If he had to punch out, that aircraft was going down anyway. Riding it in wouldn't have helped anybody, or their house.


----------



## Torby (Jan 2, 2008)

Yikes! 

FoxNews says 2 dead.


----------



## vsmith (Jan 2, 2008)

I do understand all that about being the last option, but I also know that the general public doesnt, if I'm flying a Piper Bonanza and I get hit by that cruise missle AKA a seagull and lose my engine, I'm going down, I dont have any ejection seat to punch out with, I'd have to guide the beast down as best I could and try to glide down to a safe place to crashland, even if it killed me. Military concludes that saving the pilots life is preferable to training a new one, so they will punch out when told to or when there judgement tells them its time to go or buy the farm, knowing the plane could kill people on the ground. Joe Public dont get that, like I said. once the smoke clears, get ready for the screaming masses and one hellova s**t storm.


----------



## vsmith (Jan 2, 2008)

Posted By Torby on 12/08/2008 4:12 PM
Yikes! 

FoxNews says 2 dead.


Shiii-it! thats the end of that pilots career...yes it does happen that way.

2 dead? Forget the s**t storm, s**t hurricane now....heads will role, regardless of fault.


----------



## McGinty26 (Jan 3, 2008)

A buddy of mine who flew A6's off the JFK told me jets cant do a control glide like a prop job because they're not an aerodynamic instrument, that its the power of the engine that is 75% for keeping it aloft. I'm sure there are more than enough"experts" on this forum that will let us in on the whole story. 

Meanwhile, I'm gonna say a prayer for the deceased and their families. 

Pat McCarty


----------



## jlinde (Jan 2, 2008)

As an amateur (and not very current) pilot, I'm not going to opine on what the F-18 driver should have done. I wasn't there - I wasn't strapped into that seat when the engine sh*t the bed (or whatever happened) and I sure as heck haven't ever had to make that kind of split second decision. And, yes, his career is in a ton of hurt. But if the investigation finds he was basically faultless, he may get to fly again.


----------



## vsmith (Jan 2, 2008)

Posted By jlinde on 12/08/2008 4:45 PM
And, yes, his career is in a ton of hurt. But if the investigation finds he was basically faultless, he may get to fly again. 

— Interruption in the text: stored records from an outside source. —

PR #309, opened 2020-02-04
recommend comma SP when combining field lines

### LINKED ISSUE #148: Exact separator used when combining header fields

mnot:
Fixes #148

### DIFF
--- a/draft-ietf-httpbis-semantics-latest.xml
+++ b/draft-ietf-httpbis-semantics-latest.xml
@@ -1208,8 +1208,7 @@ Content-Type: text/plain
    A recipient &MAY; combine multiple field lines with the same field name
    into one field line, without changing the semantics of the message, by
    appending each subsequent field line value to the initial field line value
-   in order, separated by a comma and optional whitespace. For consistency, use a
-   single SP as the OWS.
+   in order, separated by a comma and optional whitespace. For consistency, use comma SP.
 </t>
 <t>
    The order in which field lines with the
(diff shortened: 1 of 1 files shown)


draft-ietf-httpbis-semantics-latest.xml
```diff
@@ -1208,7 +1208,11 @@ Content-Type: text/plain
    A recipient &MAY; combine multiple field lines with the same field name
    into one field line, without changing the semantics of the message, by
    appending each subsequent field line value to the initial field line value
-   in order, separated by a comma. The order in which field lines with the
+   in order, separated by a comma. For consistency, senders ought to combine
+   field lines with comma SP.
+</t>
```
reschke: Is it "senders"?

True, but these incidents do tend to follow a pilots career all there lives especially when theres deaths involved. Pilots have been known to have there careers stall just for losing a plane even when its technically not their fault, when theres deaths involved... its like an Albatros around the neck.

Just heard on the news, one woman and a kid were killed, another person and another kid are also missing.


----------



## jlinde (Jan 2, 2008)

vsmith - under the circumstances, I've got to agree that things look pretty bad for his career. Even if he gets cleared, he'll always be the guy who killed a family. Still, the worst part will be the inevitable guilt and emotional pain. It's just a terrible thing for all involved.


----------



## Torby (Jan 2, 2008)

Imagine the guilt, second guessing and event replaying that poor guy's going to suffer the rest of his life.


----------



## vsmith (Jan 2, 2008)

I do know that when incidents like this occur, the parties involved are very likely to hang up the saddle and retire to the chicken farm. It's one thing when only property is lost in an incident, easier to get around emotionally, but when theres an unintentional death involved, thats another thing entirely.


----------



## aceinspp (Jan 2, 2008)

Glade your ok Ray. The statement from Greg happen often concerns me. Sounds like major problems need to be addressed. Looks like some more govt cover up. Later RJD


----------



## Ray Dunakin (Jan 6, 2008)

A very tragic day, I feel so sad for the folks who lost their homes and loved ones. And I feel bad for the pilot who will have to live with this, whether it's his fault or not. From all eyewitness reports it appears the plane had some kind of serious mechanical problem. Riding it into the ground would only add his life to the toll and is unlikely to have saved anyone. 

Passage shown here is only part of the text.